§ Problem to work on
Look through the records below for the line with "hug corners) thins". Return that line and each one after it up to and including the line with "so only the", exactly.

§ Input records
PR #85, opened 2026-08-02
fix(panels): blur only the panel body, not the drop shadow (#82)

XephyLon:
Fixes #82.

> **Approach replaced** (branch force-pushed early on): the first version raised the sidebars' layerrule `ignore_alpha` to 0.6. Live testing showed the frost persisted on busy wallpapers; researching how DankMaterialShell renders crisp panel shadows led to a fundamentally better mechanism, which was then extended to every panel family at maintainer request.

## Problem
The sidebars — and equally the bar, vertical bar and dock — draw translucent drop shadows (`StyledRectangularShadow`) and rounding/elevation margins in the same layer surface as their body. Hyprland's catch-all `quickshell:.*` layerrule blurs the **whole surface**, shadow and margins included, leaving a frosted band along panel edges (obvious on busy wallpapers, subtle on dark ones).

## Fix (DMS-style blur region)
Scope the compositor blur to the painted body shapes only, via `ext_background_effect_manager_v1` (Hyprland ≥ 0.51; exposed by Quickshell as `BackgroundEffect.blurRegion`):

- **`modules/common/widgets/WindowBlurRegion.qml`** (new) — publishes a blur `Region` (item-tracked, radius-matched) on a panel window. Declarative binding plus a short settle-republish after map/resize, mirroring DankMaterialShell's `WindowBlur` "kick": a region committed mid-configure can be dropped compositor-side. Simple `regionItem` API for single-rect bodies; an overridable `region` property lets multi-rect bodies compose child `Region`s into a union.
- **Sidebars** (`ffdab66`) — region = the body rect each window's input `mask` already tracks (`SidebarRightContent` exposes its nested body via `backgroundItem`).
- **Bar** (`09043d8`) — composed region over the *painted* shapes: main background (Hug/Float styles) + center-only pill, each gated on the exact condition that paints it. A blur region is a plain rect, so unpainted/transparent shapes must stay out — covering them would frost bare wallpaper. `RoundCorner` decorators and islands/material pills are deliberately uncovered: opaque by default, they merely read as unblurred translucency under transparency mode.
- **Vertical bar + dock** (`d1e1dce`) — vertical bar mirrors the bar exactly (same exposed contract); the dock is a single rect gated on `dock.showBackground`.
- **`rules.lua`** — layerrule `blur = false` for all five namespaces (`sidebarLeft/Right`, `bar`, `verticalBar`, `dock`), so the region is the sole blur source.

[...]

PR #86, opened 2026-08-02
feat(bar): adjustable bar background opacity (#83)

### LINKED ISSUE #83: Support for (partly) transparent bar
### What would you like to be added?

I think it would be awesome to have a setting to set the bar opacity.

### How will it help?

It would make the bar and widgets feel more integrated on setups that have transparent / blurred windows.

### Extra info

It is possible that I just missed a setting. I think this is also possible to do through configuration in the ~/.config/hypr/custom/rules.lua file, but I would be happy to hear your thoughts on the idea of a setting in the shell.

XephyLon:
Closes #83.

## What
Adds a first-class **`bar.backgroundOpacity`** setting (real, 0–1, default **1.0 = fully opaque**, so the out-of-box look is unchanged) with a Settings slider, for transparent/blurred setups.

## How
- `Config.qml` — `property real backgroundOpacity: 1.0` under `bar` (missing key falls back to the default; no migration needed).
- `Appearance.qml` — a derived `colBarBackground = transparentize(colLayer0, 1 - backgroundOpacity)`. At `1.0` it equals `colLayer0`. It *multiplies* `colLayer0` (which already carries the global `appearance.transparency` alpha) rather than setting an absolute alpha, so the two compose instead of fighting.
- `Bar.qml` / `BarContent.qml` / `VerticalBar.qml` / `VerticalBarContent.qml` — 18 bar-background / pill / hug-corner fills swapped `colLayer0 → colBarBackground` (horizontal + vertical bars, all four corner styles). `colLayer0Border` deliberately untouched.
- `settings/pages/BarConfig.qml` — a `ConfigSlider` (0–1) after "Bar shadow", gated `enabled: bar.showBackground`.
- `tests/tst_config.qml` — asserts the default stays `1.0`, so an accidental non-opaque default (which would silently thin the whole bar) fails the suite.

## Design decisions
- **Own `bar.` setting, not under `appearance.transparency`** — the global block thins *every* surface; the reporter wants the bar specifically. Matches sibling precedent (`dropShelf.backgroundOpacity`, `terminal.background.opacity`).
- **Independent of `transparency.enable`** but composes with it.
- **Scope = the bar's own background chrome only** (bar fill, center/material pills, hug corners). Widget pill fills stay on `colLayer1` so contents stay readable; a fully see-through bar is already available via Group style → none.
- **Blur:** at default `1.0` nothing changes. ~~At low opacity the surface falls below the bar namespace's compositor `ignore_alpha` blur threshold and reads as plain (unblurred) transparency.~~ **Updated:** with #85 merged (body-scoped blur regions), a lowered-opacity bar body gets a proper **frosted-glass** backdrop blur — verified live on the merged tree. Without #85, the pre-existing whole-surface blur behavior applies. Either way this PR is safe to merge in any order relative to #85 (auto-merge verified clean both ways).

## Testing
- `dots/.config/quickshell/imi/tests/run_tests.sh`: 200 passed (import lint, spacing lint, shared-widget contracts, new config-default assertion).
- **Verified live**: slider works across corner styles; bar/pills go translucent while icons/text stay crisp.

_CHANGELOG/VERSION intentionally omitted — release notes land in the catch-all release PR._

### DIFF
--- a/dots/.config/quickshell/imi/modules/common/Appearance.qml
+++ b/dots/.config/quickshell/imi/modules/common/Appearance.qml
@@ -126,6 +126,12 @@ Singleton {
         property color colLayer0Hover: ColorUtils.transparentize(ColorUtils.mix(colLayer0, colOnLayer0, 0.9, root.contentTransparency))
         property color colLayer0Active: ColorUtils.transparentize(ColorUtils.mix(colLayer0, colOnLayer0, 0.8, root.contentTransparency))
         property color colLayer0Border: ColorUtils.mix(root.m3colors.m3outlineVariant, colLayer0, 0.4)
+        // The bar's own background chrome (bar/pill fills, hug corners) thins
+        // colLayer0 by the user's bar opacity (Config.options.bar.backgroundOpacity,
+        // 1 = fully opaque = unchanged). Kept separate from colLayer0 so only the
+        // bar goes translucent, composing with — not overriding — the global
+        // transparency setting colLayer0 already carries.
+        property color colBarBackground: ColorUtils.transparentize(colLayer0, 1 - (Config?.options.bar.backgroundOpacity ?? 1))
         // Layer 1
         property color colLayer1Base: m3colors.m3surfaceContainerLow
         property color colLayer1: ColorUtils.solveOverlayColor(colLayer0Base, colLayer1Base, 1 - root.contentTransparency);
--- a/dots/.config/quickshell/imi/modules/common/Config.qml
+++ b/dots/.config/quickshell/imi/modules/common/Config.qml
@@ -878,6 +878,12 @@ Singleton {
                 property string borderless: "pills"
                 property string topLeftIcon: "spark" // Options: "distro" or any icon name in ~/.config/quickshell/imi/assets/icons
                 property bool showBackground: true
+                // Opacity of the bar's background chrome (bar/pill fills, hug
+                // corners), 0-1. 1 = fully opaque (unchanged). Multiplies the
+                // global appearance.transparency alpha rather than replacing it,
+                // so the two compose. Below the compositor's per-namespace
+                // ignore_alpha blur threshold it reads as plain transparency.
+                property real backgroundOpacity: 1.0
                 property bool verbose: true
                 property bool vertical: false
                 property JsonObject resources: JsonObject {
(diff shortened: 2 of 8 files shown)


XephyLon:
**Heads up: this now fails the suite on `main`.** Nothing wrong with the change itself — `main` moved underneath it.

`54190291f`..`1e435b5cb` landed a fix for a bug where **opening a Settings page rewrote config values it merely displayed**: QQC2 bounds `value` into `[from, to]` at component completion, and every ranged control wrote back from `onValueChanged`, so building the page clamped and persisted anything out of range (a configured `osd.timeout: 4321` became `3000`, no user, no interaction). `ConfigSlider` and `ConfigSpinBox` now raise `valueModified(real newValue)` instead, and all 69 existing call sites were converted.

Merged into current `main`, this PR trips the guard that keeps it from coming back:

```
FAIL: test_no_ranged_control_writes_from_on_value_changed
AssertionError: Lists differ:
  ['modules/imi/settings/pages/BarConfig.qml:292 (ConfigSlider)'] != []
```

One-line fix — same shape as the other sliders on this page (e.g. `BarConfig.qml:346`):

§ Worked solution
+        // The bar's own background chrome (bar/pill fills, hug corners) thins
+        // colLayer0 by the user's bar opacity (Config.options.bar.backgroundOpacity,
+        // 1 = fully opaque = unchanged). Kept separate from colLayer0 so only the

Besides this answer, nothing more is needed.